___ DATASET RECORDS ___
PR #320, opened 2025-10-10
Add CUDA 13 support and add metapackages

bmhowe23:
## Summary
This PR adds support for CUDA 13 (preserving full support for CUDA 12).

## Details

* Bump CUDA-Q commit to one that supports CUDA 13 (https://github.com/NVIDIA/cuda-quantum/pull/3502)
* Produce *2 sets* of wheels, bringing our total number of *regular* wheels to 4:
  * cudaq-qec-cu12
  * cudaq-qec-cu13
  * cudaq-solvers-cu12
  * cudaq-solvers-cu13
* Additionally, produce meta-packages (cudaq-qec and cudaq-solvers) which will automatically choose the appropriate subpackage. We already have cudaq-qec and cudaq-solvers wheels; these 0.5.0 meta-packages will just replace the older 0.4.0 packages at the time of release.
  * These meta-packages will contain the same optional dependencies as the child packages. That is - `pip install cudaq-qec[tensor-network-decoder]` will use the metapackage to automatically transform that into `pip install cudaq-qec-cuXY[tensor-network-decoder]`, where `XY` is the appropriate CUDA version. This also applies to `cudaq-solvers[gqe]`.
* Matrix the build and test portion of the CI to be running both 12.6 and 13.0.

## Todo (in a separate PR)

* Once internal pipelines are updated, update the "release" workflows to incorporate private artifacts from both cu12 and cu13 images.
* Consider removing the `torch` dependency, and instead update the docs to have users manually install the version that they want (pending discussion).

### DIFF
--- a/.github/workflows/build_dev.yaml
+++ b/.github/workflows/build_dev.yaml
@@ -76,7 +76,7 @@ jobs:
         is_versioned=${{ startsWith(github.ref_name, 'releases/') }}
         if ${is_main_branch}; then
           other_tag="latest"
-        elsif ${is_versioned}; then
+        elif ${is_versioned}; then
           ver=`echo ${{ github.ref_name }} | egrep -o "([0-9]{1,}\.)+[0-9]{1,}"`
           echo "Versioned release: $ver"
           other_tag=$ver
@@ -181,7 +181,7 @@ jobs:
         is_versioned=${{ startsWith(github.ref_name, 'releases/') }}
         if ${is_main_branch}; then
           other_tag="latest"
-        elsif ${is_versioned}; then
+        elif ${is_versioned}; then
           ver=`echo ${{ github.ref_name }} | egrep -o "([0-9]{1,}\.)+[0-9]{1,}"`
           echo "Versioned release: $ver"
           other_tag=$ver


.cudaq_version
```diff
@@ -1,6 +1,6 @@
 {
   "cudaq": {
     "repository": "NVIDIA/cuda-quantum",
-    "ref": "7781a8c856b84d5d7714a66ce6a26e4dc804830e"
+    "ref": "456db96850bb6ecf837170729575e0d3a2efa0a4"
```
bmhowe23: TODO: update this once Mitch's PR is merged to main (CUDA-Q).

.github/actions/get-cudaq-wheels/action.yaml
```diff
@@ -119,7 +119,7 @@ runs:
         context: cudaq
         file: ./cudaq/docker/release/cudaq.wheel.Dockerfile
         build-args: |
-          base_image=ghcr.io/nvidia/cuda-quantum-devdeps:manylinux-${{ inputs.platform }}-cu${{ inputs.cuda_version }}-gcc11-main
+          base_image=ghcr.io/nvidia/cuda-quantum-devdeps:manylinux-${{ inputs.platform }}-cu${{ inputs.cuda_version }}-gcc11-test-ubuntu2404
```
bmhowe23: TODO before merge: revert these "test-ubuntu" changes throughout the whole PR.

libs/qec/python/metapackages/setup.py
```diff
@@ -0,0 +1,285 @@
...
+    pass
+else:
+    # Case 2: install `package_name` source distribution
+    with open(os.path.join(setup_dir, "_version.txt"), "r") as f:
+        __version__ = f.read()
+    best_package = _infer_best_package()
+    install_requires = [
+        f"{best_package}=={__version__}",
+    ]
+    if package_name == 'cudaq-qec':
```
wsttiger: I think that you should be able to from setup.py navigate up and parse the individual toml files (cu12, cu13) to read the optional dependencies.

- import tomllib
- parse pyproject.toml.cu{version} into a dict
- read optional dependencies from dict

libs/qec/python/metapackages/setup.py
```diff
@@ -0,0 +1,285 @@
...
+    for pkg in [package_name, f'{package_name}-cu12', f'{package_name}-cu13']:
+        _log(f"Looking for existing installation of {pkg}.")
+        if _check_package_installed(pkg):
+            installed.append(pkg)
+
+    cuda_version = _get_cuda_version()
+    if cuda_version is None:
+        cudaq_qec_bdist = f'{package_name}-cu12'
+    elif cuda_version < 12000:
+        raise Exception(f'Your CUDA version ({cuda_version}) is too old.')
```
wsttiger: raise Exception(
    f'Your CUDA version ({cuda_version}) is not supported. '
    f'Minimum required: CUDA 12.0. '
)

libs/qec/python/metapackages/setup.py
```diff
@@ -0,0 +1,285 @@
...
+    # Find the existing wheel installation
+    installed = []
+    for pkg in [package_name, f'{package_name}-cu12', f'{package_name}-cu13']:
+        _log(f"Looking for existing installation of {pkg}.")
+        if _check_package_installed(pkg):
+            installed.append(pkg)
+
+    cuda_version = _get_cuda_version()
+    if cuda_version is None:
+        cudaq_qec_bdist = f'{package_name}-cu12'
```
wsttiger, line 206: Give a message that you're falling back to cu12

scripts/ci/build_metapackages.sh
```diff
@@ -0,0 +1,57 @@
...
+  # Copy the appropriate LICENSE, NOTICE, and CITATION.cff files to the metapackage directory.
+  rm -rf dist *.egg-info _version.txt $FILES_TO_COPY
+  for file in ${FILES_TO_COPY[@]}; do
+    cp $TOP_DIR/$file .
+  done
+
+  # Create a version.txt file in the metapackage directory.
+  echo $VERSION > _version.txt
+
+  CUDAQ_META_WHEEL_BUILD=1 python3 -m build . --sdist
```
wsttiger, line 61: Verify that the artififacts were created -

```
if [ ! -d "dist" ] || [ -z "$(ls -A dist 2>/dev/null)" ]; then
  echo "Error: Build succeeded but no artifacts created in dist/"
  exit 1
fi

# Verify tarball is valid
for tarball in dist/*.tar.gz; do
  if [ -f "$tarball" ]; then
    if ! tar -tzf "$tarball" > /dev/null 2>&1; then
      echo "Error: Invalid tarball created: $tarball"
      exit 1
    fi
    echo "✓ Successfully built: $(basename "$tarball")"
  fi
done
```

libs/qec/python/metapackages/setup.py
bmhowe23: setup.py runs on both the build machine (i.e. GitHub in this case) and the user's machine when they "pip install cudaq-qec". When it is running on the user's machine, they will not have access to that pyproject.toml.cu{12,13} file.

scripts/ci/build_metapackages.sh
bmhowe23: The overall script will fail and abort if `python3 -m build . --sdist` fails because the top of the script contains `set -e`, so I don't really think this check is needed, but I will add a simpler check here (just as an extra failsafe in case the build command unexpectedly returns 0 when it actually failed).

```
  # Verify the expected file was created.
  EXPECTED_FILE=dist/cudaq_${package}-${VERSION}.tar.gz
  if [ ! -f $EXPECTED_FILE ]; then
    echo "Error: Expected file $EXPECTED_FILE not found"
    exit 1
  fi

  # Verify tarball is valid
  if ! tar -tzf $EXPECTED_FILE > /dev/null 2>&1; then
    echo "Error: Invalid tarball created: $EXPECTED_FILE"
    exit 1
  fi
```

> echo "✓ Successfully built: $(basename "$tarball")"

This is pretty much the last line of the output for the `python3 -m build . --sdist`. No need to repeat it imo.

libs/qec/python/metapackages/setup.py
bmhowe23: Updated in 170f0e8

libs/qec/python/metapackages/setup.py
bmhowe23: Updated in 170f0e8

scripts/ci/build_metapackages.sh
bmhowe23: Updated in 170f0e8

libs/qec/python/metapackages/setup.py
bmhowe23: I was able to deploy the additional files into the package so that they'll exist on the user machine, and we can indeed read from there when we do. Updated in 2e682b5 and a54d397.

.cudaq_version
```diff
@@ -1,6 +1,6 @@
 {
   "cudaq": {
     "repository": "NVIDIA/cuda-quantum",
-    "ref": "7781a8c856b84d5d7714a66ce6a26e4dc804830e"
+    "ref": "43f539c7e45a0a47c56d43be237ffc673b23222b"
```
bmhowe23, line 4: Note: need to update docker/build_env/cudaqx.dev.Dockerfile and the GitHub action that uses it, too.

bmhowe23: Done in 553faa2b95a057a98c949c0c18b2b5f8d876fb84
___
Find the lines above with the word "manylinux". Copy them out.

# [ANSWER FOR THE TASK]
-          base_image=ghcr.io/nvidia/cuda-quantum-devdeps:manylinux-${{ inputs.platform }}-cu${{ inputs.cuda_version }}-gcc11-main
+          base_image=ghcr.io/nvidia/cuda-quantum-devdeps:manylinux-${{ inputs.platform }}-cu${{ inputs.cuda_version }}-gcc11-test-ubuntu2404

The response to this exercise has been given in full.